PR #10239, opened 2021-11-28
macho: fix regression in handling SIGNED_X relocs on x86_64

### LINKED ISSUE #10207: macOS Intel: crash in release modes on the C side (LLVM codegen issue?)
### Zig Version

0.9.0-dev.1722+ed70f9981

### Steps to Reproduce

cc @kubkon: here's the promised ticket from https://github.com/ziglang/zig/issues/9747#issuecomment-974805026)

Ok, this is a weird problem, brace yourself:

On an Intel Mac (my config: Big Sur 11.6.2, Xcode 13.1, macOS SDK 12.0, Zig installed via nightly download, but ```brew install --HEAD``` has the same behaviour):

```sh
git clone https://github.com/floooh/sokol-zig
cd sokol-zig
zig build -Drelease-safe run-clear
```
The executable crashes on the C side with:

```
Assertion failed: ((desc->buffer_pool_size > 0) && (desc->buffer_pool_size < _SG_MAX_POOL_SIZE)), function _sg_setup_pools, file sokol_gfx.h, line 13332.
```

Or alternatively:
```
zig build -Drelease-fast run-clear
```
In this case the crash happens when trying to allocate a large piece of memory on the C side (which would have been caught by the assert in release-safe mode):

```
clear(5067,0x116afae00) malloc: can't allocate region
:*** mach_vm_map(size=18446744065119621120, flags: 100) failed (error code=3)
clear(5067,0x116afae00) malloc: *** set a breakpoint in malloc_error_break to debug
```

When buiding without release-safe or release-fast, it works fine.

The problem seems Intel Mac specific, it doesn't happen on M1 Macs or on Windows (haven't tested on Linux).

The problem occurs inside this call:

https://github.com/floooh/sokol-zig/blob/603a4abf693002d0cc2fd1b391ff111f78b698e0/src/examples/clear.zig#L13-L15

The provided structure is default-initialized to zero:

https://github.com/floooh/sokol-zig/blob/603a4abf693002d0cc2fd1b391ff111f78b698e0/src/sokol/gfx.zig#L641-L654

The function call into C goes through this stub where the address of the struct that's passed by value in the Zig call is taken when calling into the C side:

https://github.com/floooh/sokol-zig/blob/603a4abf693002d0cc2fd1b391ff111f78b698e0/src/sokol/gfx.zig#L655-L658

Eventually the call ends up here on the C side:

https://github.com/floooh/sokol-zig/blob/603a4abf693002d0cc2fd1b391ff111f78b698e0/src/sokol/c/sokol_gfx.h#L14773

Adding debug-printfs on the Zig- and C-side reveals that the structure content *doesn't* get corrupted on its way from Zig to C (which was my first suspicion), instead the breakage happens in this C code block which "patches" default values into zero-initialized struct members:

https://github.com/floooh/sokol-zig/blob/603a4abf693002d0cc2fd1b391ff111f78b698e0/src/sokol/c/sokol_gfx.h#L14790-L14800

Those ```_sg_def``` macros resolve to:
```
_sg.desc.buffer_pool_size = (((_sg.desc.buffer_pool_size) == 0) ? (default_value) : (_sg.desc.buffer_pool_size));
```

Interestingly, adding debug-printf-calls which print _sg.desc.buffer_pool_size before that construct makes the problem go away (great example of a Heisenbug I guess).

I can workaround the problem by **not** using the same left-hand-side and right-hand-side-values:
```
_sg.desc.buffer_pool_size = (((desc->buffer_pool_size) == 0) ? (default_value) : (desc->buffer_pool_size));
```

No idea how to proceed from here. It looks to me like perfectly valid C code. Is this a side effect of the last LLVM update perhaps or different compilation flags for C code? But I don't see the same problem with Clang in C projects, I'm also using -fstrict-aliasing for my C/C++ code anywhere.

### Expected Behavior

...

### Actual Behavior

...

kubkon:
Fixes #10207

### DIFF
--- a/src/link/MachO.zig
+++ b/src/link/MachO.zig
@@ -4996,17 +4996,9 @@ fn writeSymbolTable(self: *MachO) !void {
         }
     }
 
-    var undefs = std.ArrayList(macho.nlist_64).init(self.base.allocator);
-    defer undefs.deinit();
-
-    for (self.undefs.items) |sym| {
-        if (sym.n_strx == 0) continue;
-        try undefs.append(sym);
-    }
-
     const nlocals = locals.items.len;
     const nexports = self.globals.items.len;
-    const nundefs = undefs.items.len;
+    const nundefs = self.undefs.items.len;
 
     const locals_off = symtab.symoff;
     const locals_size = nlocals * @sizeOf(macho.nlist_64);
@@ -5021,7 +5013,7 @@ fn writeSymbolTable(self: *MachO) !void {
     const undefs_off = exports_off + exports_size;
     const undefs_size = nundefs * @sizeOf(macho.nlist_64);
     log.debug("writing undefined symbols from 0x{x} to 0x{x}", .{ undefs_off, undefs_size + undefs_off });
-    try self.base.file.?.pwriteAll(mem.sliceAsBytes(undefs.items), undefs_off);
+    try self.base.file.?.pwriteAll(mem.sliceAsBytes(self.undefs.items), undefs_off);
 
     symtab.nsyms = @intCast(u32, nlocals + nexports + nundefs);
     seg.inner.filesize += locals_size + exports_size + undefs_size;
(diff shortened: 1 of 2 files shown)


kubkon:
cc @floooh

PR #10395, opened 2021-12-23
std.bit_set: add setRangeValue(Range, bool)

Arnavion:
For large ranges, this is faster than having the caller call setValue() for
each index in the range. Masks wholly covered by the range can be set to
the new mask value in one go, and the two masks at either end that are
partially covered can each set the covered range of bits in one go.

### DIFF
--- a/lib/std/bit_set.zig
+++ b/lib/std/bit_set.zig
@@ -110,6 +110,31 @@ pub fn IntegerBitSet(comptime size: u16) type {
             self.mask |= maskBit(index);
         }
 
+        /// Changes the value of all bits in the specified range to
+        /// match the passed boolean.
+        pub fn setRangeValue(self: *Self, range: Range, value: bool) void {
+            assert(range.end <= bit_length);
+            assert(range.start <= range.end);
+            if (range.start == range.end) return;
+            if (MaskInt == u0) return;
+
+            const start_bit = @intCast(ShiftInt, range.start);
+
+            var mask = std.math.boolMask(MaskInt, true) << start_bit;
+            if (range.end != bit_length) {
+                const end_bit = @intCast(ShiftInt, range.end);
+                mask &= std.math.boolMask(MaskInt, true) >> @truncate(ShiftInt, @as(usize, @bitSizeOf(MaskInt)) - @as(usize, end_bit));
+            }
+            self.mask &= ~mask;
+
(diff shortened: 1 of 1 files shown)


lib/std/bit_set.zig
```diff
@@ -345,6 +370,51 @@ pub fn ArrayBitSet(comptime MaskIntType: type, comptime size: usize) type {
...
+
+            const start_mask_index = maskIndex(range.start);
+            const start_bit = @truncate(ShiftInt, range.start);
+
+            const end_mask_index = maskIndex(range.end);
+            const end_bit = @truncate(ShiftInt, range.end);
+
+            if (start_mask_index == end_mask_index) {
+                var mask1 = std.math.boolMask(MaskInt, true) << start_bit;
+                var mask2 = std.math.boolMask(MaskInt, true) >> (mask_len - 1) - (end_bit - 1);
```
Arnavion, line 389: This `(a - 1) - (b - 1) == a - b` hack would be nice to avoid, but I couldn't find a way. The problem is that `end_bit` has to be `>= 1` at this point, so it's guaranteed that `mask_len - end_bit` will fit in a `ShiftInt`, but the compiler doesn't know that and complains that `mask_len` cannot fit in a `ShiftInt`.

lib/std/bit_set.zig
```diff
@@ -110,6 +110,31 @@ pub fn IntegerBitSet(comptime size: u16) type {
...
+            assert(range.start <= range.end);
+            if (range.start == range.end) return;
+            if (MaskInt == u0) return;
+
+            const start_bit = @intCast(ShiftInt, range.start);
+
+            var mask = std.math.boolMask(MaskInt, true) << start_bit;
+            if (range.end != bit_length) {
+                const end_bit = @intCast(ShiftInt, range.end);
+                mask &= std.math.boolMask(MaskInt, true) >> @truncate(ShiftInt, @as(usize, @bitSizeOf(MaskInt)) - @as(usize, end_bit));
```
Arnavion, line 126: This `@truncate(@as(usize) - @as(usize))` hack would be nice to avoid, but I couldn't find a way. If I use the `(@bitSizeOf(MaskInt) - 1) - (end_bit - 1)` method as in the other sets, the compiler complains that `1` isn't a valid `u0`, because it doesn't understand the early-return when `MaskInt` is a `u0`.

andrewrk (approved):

TASK DETAILS: The required output is the exact run of lines from the beginning of the records to the line with "### Steps to Reproduce", that line included.

EXERCISE ANSWER:
PR #10239, opened 2021-11-28
macho: fix regression in handling SIGNED_X relocs on x86_64

### LINKED ISSUE #10207: macOS Intel: crash in release modes on the C side (LLVM codegen issue?)
### Zig Version

0.9.0-dev.1722+ed70f9981

### Steps to Reproduce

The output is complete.